Enum DistributedStrategy
Defines the distributed training strategy to use.
public enum DistributedStrategy
Fields
DDP = 1Distributed Data Parallel (DDP) - Most common strategy. Parameters are replicated on each GPU, gradients are averaged.
Use when: Your model fits on one GPU but you want faster training.
Memory: Each GPU has full model copy.
Communication: Low (only gradients).
FSDP = 2Fully Sharded Data Parallel (FSDP) - PyTorch style, full parameter sharding.
Use when: Your model is too large to fit on one GPU.
Memory: Excellent (parameters sharded).
Communication: High (AllGather for parameters).
Hybrid = 8Hybrid - 3D parallelism combining data + tensor + pipeline.
Use when: Training frontier models (100B+ parameters) on 100s of GPUs.

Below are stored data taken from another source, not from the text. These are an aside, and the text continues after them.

PR #10273, opened 2026-03-20
Add Remove-DbaAgentJobSchedule cmdlet

### LINKED ISSUE #9687: Add functionality equivalent to sp_detach_schedule
### Summarize Functionality

We have a wealth of cmdlets for managing Agent Job schedules:

- New-DbaAgentSchedule creates them
- Remove-DbaAgentSchedule destroys them
- Set-DbaAgentSchedule updates them at the job level. You can also use it to disable schedules, but I'm [fairly sure](https://learn.microsoft.com/en-us/sql/relational-databases/system-stored-procedures/sp-update-schedule-transact-sql?view=sql-server-ver17#remarks) that SQL Server doesn't support disabling shared schedules for just one job.
- Set-DbaAgentJob attaches them.

But suppose that I wish detach a schedule from a job. Aside from writing the T-SQL yourself and using `Invoke-DbaQuery`, I know of no solution to this within dbatools.

The problem that made me discover this issues was as follows:

- Job A and job B share a schedule.
- Job A is bugged and must not run until it is fixed
- Strict rules prevent disabling or deleting job A
- I could not disable or delete the schedule for job A, because it is shared with job B and I didn't want to damage job B
- Detaching the shared schedule from job A was allowed, and therefore my only choice

If dbatools has an alternative solution, then I would love to hear it.

Yes

### Technical Details

A wrapper for `sp_detach_schedule` should do it, but I am not totally sure where it should be put. I see three options:

1. Make a new cmdlet, `Remove-DbaAgentJobSchedule`.
2. Add a new parameter to `Set-DbaAgentJob`, giving a list of schedules to remove.
3. Add a new parameter to `Set-DbaAgentSchedule`, giving a switch for something like `-Detach`.

I do not know if what we want already exists in SMO. I barely trust myself to check. [This](https://learn.microsoft.com/en-us/dotnet/api/microsoft.sqlserver.management.smo.agent.job.removesharedschedule?view=sql-smo-172) is the best I found.

andreasjordan:
Implements `sp_detach_schedule` equivalent: removes the association between a job and a schedule without deleting the shared schedule itself.

Closes #9687

### DIFF
--- a/dbatools.psd1
+++ b/dbatools.psd1
@@ -539,6 +539,7 @@
         'Remove-DbaAgentAlert',
         'Remove-DbaAgentJob',
         'Remove-DbaAgentJobCategory',
+        'Remove-DbaAgentJobSchedule',
         'Remove-DbaAgentJobStep',
         'Remove-DbaAgentOperator',
         'Remove-DbaAgentSchedule',
--- a/dbatools.psm1
+++ b/dbatools.psm1
@@ -555,6 +555,7 @@ if ($PSVersionTable.PSVersion.Major -lt 5) {
         'Remove-DbaAgentJob',
         'New-DbaAgentJobStep',
         'Set-DbaAgentJobStep',
+        'Remove-DbaAgentJobSchedule',
         'Remove-DbaAgentJobStep',
         'New-DbaAgentSchedule',
         'Set-DbaAgentSchedule',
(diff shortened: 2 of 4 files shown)


ReeceGoding:
Looks good to me! I'm very happy to see that this was possible without resorting to calling the SQL.

The only thing that I can think to add is tests with either multiple jobs or multiple schedules, but I'm pretty sure that the underlying code is solid.

potatoqualitee:
Looks good, thank you 🥳

PR #10276, opened 2026-03-21
Get-DbaWaitStatistic - Add ExcludeWaitType and IncludeWaitType parameters

### LINKED ISSUE #9250: Get-DbaWaitStatistic Should Allow Filtering In/Out Extra Waits
### Summarize Functionality

As it stands, the only control that users have over the waits considered by `Get-DbaWaitStatistic` is the `IncludeIgnorable` switch. If a user wants to add or remove a particular wait type by name, then the current method would be to either submit a pull request or faff around with the source code's SQL. Given that the list of waits to ignore is just a collection of strings, this feels needlessly restrictive. Users should be able to provide their own list of strings to either add or remove from the `$ignorable` variable.

A typical use case for what I'm suggesting would be the parallelism waits. Some people care about those and some people don't, so the control over which are ignored should be passed over to users. [Paul's script](https://www.sqlskills.com/blogs/paul/wait-statistics-or-please-tell-me-where-it-hurts/) which inspired `Get-DbaWaitStatistic` even mentions that users may want to comment out CXCONSUMER.

Yes

### Technical Details

I imagine that this would be very easy to implement, but I don't know what means would be most consistent with dbatools' architecture and interface. Regardless, it's ultimately just either a union or set difference of the user's list of strings and the `$ignorable` variable.

andreasjordan:
## Summary

Adds fine-grained filtering control for wait statistics:
- `ExcludeWaitType`: Exclude additional wait types beyond default ignorable list
- `IncludeWaitType`: Include specific wait types even if in ignorable list

This allows users to customize wait filtering (e.g., exclude CXPACKET/CXCONSUMER) without modifying source code. Maintains full backward compatibility.

Fixes #9250

## Examples

```powershell
# Exclude parallelism waits
Get-DbaWaitStatistic -SqlInstance sql2016 -ExcludeWaitType "CXPACKET", "CXCONSUMER"

# Include a specific wait that's normally ignored
Get-DbaWaitStatistic -SqlInstance sql2016 -IncludeWaitType "BROKER_RECEIVE_WAITFOR"
```

---


potatoqualitee:
straightforward, thank you 🥇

Complexity: Very high, requires expert knowledge.
None = 0No distributed training - Single device training (default).
Use when: Training on a single GPU or CPU.
Memory: Full model on one device.
Communication: None.
PipelineParallel = 6Pipeline Parallel - Model split into stages across GPUs.
Use when: You have a very deep model with many layers.
Memory: Excellent for deep models.
TensorParallel = 7Tensor Parallel - Individual layers split across GPUs (Megatron-LM style).
Use when: You have very wide layers (large hidden dimensions).
Communication: High (requires fast interconnect like NVLink).
ZeRO1 = 3ZeRO Stage 1 - Only optimizer states are sharded.
Use when: Optimizer state memory is the bottleneck (e.g., Adam).
Memory: Good (4-8x reduction in optimizer memory).
ZeRO2 = 4ZeRO Stage 2 - Optimizer states + gradients are sharded.
Use when: Both optimizer and gradient memory are issues.
Memory: Very good (optimizer + gradient savings).
ZeRO3 = 5ZeRO Stage 3 - Full sharding (equivalent to FSDP).
Use when: You prefer ZeRO terminology over FSDP.
Memory: Excellent (everything sharded).
Remarks
For Beginners: These strategies determine how your model and data are split across multiple GPUs or machines. DDP (Distributed Data Parallel) is the most common and works for 90% of use cases.